----- Data for review

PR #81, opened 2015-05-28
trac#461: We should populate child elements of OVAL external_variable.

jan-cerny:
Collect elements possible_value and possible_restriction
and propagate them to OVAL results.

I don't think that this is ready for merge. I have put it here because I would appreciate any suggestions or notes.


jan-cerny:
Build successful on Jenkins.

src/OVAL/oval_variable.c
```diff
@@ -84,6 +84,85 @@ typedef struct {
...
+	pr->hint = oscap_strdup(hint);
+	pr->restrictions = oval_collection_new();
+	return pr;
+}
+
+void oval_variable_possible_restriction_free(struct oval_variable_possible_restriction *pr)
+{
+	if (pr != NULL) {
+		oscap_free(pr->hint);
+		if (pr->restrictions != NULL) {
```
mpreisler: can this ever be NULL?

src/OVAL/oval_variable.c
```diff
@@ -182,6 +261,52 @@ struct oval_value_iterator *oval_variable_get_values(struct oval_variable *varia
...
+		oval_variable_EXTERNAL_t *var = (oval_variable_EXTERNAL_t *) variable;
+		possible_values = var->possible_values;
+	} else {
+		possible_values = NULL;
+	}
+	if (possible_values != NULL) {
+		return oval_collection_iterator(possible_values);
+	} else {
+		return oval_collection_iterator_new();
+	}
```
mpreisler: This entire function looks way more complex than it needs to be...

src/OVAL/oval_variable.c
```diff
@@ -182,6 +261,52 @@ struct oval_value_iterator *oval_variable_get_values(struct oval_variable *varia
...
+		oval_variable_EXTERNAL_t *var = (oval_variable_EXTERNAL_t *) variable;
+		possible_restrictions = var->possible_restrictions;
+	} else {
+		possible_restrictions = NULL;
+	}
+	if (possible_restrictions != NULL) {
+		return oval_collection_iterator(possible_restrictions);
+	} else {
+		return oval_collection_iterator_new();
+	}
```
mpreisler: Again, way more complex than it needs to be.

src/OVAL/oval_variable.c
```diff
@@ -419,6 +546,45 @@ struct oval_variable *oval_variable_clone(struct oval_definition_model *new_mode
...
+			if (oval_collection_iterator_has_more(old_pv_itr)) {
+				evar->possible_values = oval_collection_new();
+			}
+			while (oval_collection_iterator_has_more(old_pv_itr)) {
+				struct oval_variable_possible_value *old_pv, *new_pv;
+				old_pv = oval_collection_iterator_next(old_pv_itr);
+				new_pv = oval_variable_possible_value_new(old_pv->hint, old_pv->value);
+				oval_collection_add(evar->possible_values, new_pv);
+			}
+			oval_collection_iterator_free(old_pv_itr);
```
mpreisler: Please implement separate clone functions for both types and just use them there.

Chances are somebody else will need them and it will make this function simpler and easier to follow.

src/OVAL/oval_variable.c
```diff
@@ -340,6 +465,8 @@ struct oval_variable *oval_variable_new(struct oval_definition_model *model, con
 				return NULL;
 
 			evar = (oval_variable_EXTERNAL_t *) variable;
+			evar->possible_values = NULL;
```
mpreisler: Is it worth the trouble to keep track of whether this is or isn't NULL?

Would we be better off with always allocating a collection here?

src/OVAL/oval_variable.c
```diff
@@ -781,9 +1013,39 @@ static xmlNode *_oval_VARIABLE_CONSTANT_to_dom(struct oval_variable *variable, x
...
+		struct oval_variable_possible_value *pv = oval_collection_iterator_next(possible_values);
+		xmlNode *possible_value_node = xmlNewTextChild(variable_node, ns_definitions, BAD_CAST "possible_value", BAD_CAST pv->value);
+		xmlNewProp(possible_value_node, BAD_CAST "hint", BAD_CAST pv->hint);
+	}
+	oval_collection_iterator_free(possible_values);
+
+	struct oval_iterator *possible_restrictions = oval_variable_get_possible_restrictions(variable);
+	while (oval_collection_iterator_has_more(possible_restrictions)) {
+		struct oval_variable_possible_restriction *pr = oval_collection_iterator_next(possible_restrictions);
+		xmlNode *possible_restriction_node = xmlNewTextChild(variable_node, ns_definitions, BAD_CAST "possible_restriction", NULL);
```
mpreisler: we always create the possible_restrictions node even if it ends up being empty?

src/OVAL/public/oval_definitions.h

----------

• [What you will do] Reproduce all of the data above, exactly and without omission.

• [Result of the task]
PR #81, opened 2015-05-28
trac#461: We should populate child elements of OVAL external_variable.

jan-cerny:
Collect elements possible_value and possible_restriction
and propagate them to OVAL results.

I don't think that this is ready for merge. I have put it here because I would appreciate any suggestions or notes.


jan-cerny:
Build successful on Jenkins.

src/OVAL/oval_variable.c
```diff
@@ -84,6 +84,85 @@ typedef struct {
...
+	pr->hint = oscap_strdup(hint);
+	pr->restrictions = oval_collection_new();
+	return pr;
+}
+
+void oval_variable_possible_restriction_free(struct oval_variable_possible_restriction *pr)
+{
+	if (pr != NULL) {
+		oscap_free(pr->hint);
+		if (pr->restrictions != NULL) {
```
mpreisler: can this ever be NULL?

src/OVAL/oval_variable.c
```diff
@@ -182,6 +261,52 @@ struct oval_value_iterator *oval_variable_get_values(struct oval_variable *varia
...
+		oval_variable_EXTERNAL_t *var = (oval_variable_EXTERNAL_t *) variable;
+		possible_values = var->possible_values;
+	} else {
+		possible_values = NULL;
+	}
+	if (possible_values != NULL) {
+		return oval_collection_iterator(possible_values);
+	} else {
+		return oval_collection_iterator_new();
+	}
```
mpreisler: This entire function looks way more complex than it needs to be...

src/OVAL/oval_variable.c
```diff
@@ -182,6 +261,52 @@ struct oval_value_iterator *oval_variable_get_values(struct oval_variable *varia
...
+		oval_variable_EXTERNAL_t *var = (oval_variable_EXTERNAL_t *) variable;
+		possible_restrictions = var->possible_restrictions;
+	} else {
+		possible_restrictions = NULL;
+	}
+	if (possible_restrictions != NULL) {
+		return oval_collection_iterator(possible_restrictions);
+	} else {
+		return oval_collection_iterator_new();
+	}
```
mpreisler: Again, way more complex than it needs to be.

src/OVAL/oval_variable.c
```diff
@@ -419,6 +546,45 @@ struct oval_variable *oval_variable_clone(struct oval_definition_model *new_mode
...
+			if (oval_collection_iterator_has_more(old_pv_itr)) {
+				evar->possible_values = oval_collection_new();
+			}
+			while (oval_collection_iterator_has_more(old_pv_itr)) {
+				struct oval_variable_possible_value *old_pv, *new_pv;
+				old_pv = oval_collection_iterator_next(old_pv_itr);
+				new_pv = oval_variable_possible_value_new(old_pv->hint, old_pv->value);
+				oval_collection_add(evar->possible_values, new_pv);
+			}
+			oval_collection_iterator_free(old_pv_itr);
```
mpreisler: Please implement separate clone functions for both types and just use them there.

Chances are somebody else will need them and it will make this function simpler and easier to follow.

src/OVAL/oval_variable.c
```diff
@@ -340,6 +465,8 @@ struct oval_variable *oval_variable_new(struct oval_definition_model *model, con
 				return NULL;
 
 			evar = (oval_variable_EXTERNAL_t *) variable;
+			evar->possible_values = NULL;
```
mpreisler: Is it worth the trouble to keep track of whether this is or isn't NULL?

Would we be better off with always allocating a collection here?

src/OVAL/oval_variable.c
```diff
@@ -781,9 +1013,39 @@ static xmlNode *_oval_VARIABLE_CONSTANT_to_dom(struct oval_variable *variable, x
...
+		struct oval_variable_possible_value *pv = oval_collection_iterator_next(possible_values);
+		xmlNode *possible_value_node = xmlNewTextChild(variable_node, ns_definitions, BAD_CAST "possible_value", BAD_CAST pv->value);
+		xmlNewProp(possible_value_node, BAD_CAST "hint", BAD_CAST pv->hint);
+	}
+	oval_collection_iterator_free(possible_values);
+
+	struct oval_iterator *possible_restrictions = oval_variable_get_possible_restrictions(variable);
+	while (oval_collection_iterator_has_more(possible_restrictions)) {
+		struct oval_variable_possible_restriction *pr = oval_collection_iterator_next(possible_restrictions);
+		xmlNode *possible_restriction_node = xmlNewTextChild(variable_node, ns_definitions, BAD_CAST "possible_restriction", NULL);
```
mpreisler: we always create the possible_restrictions node even if it ends up being empty?

src/OVAL/public/oval_definitions.h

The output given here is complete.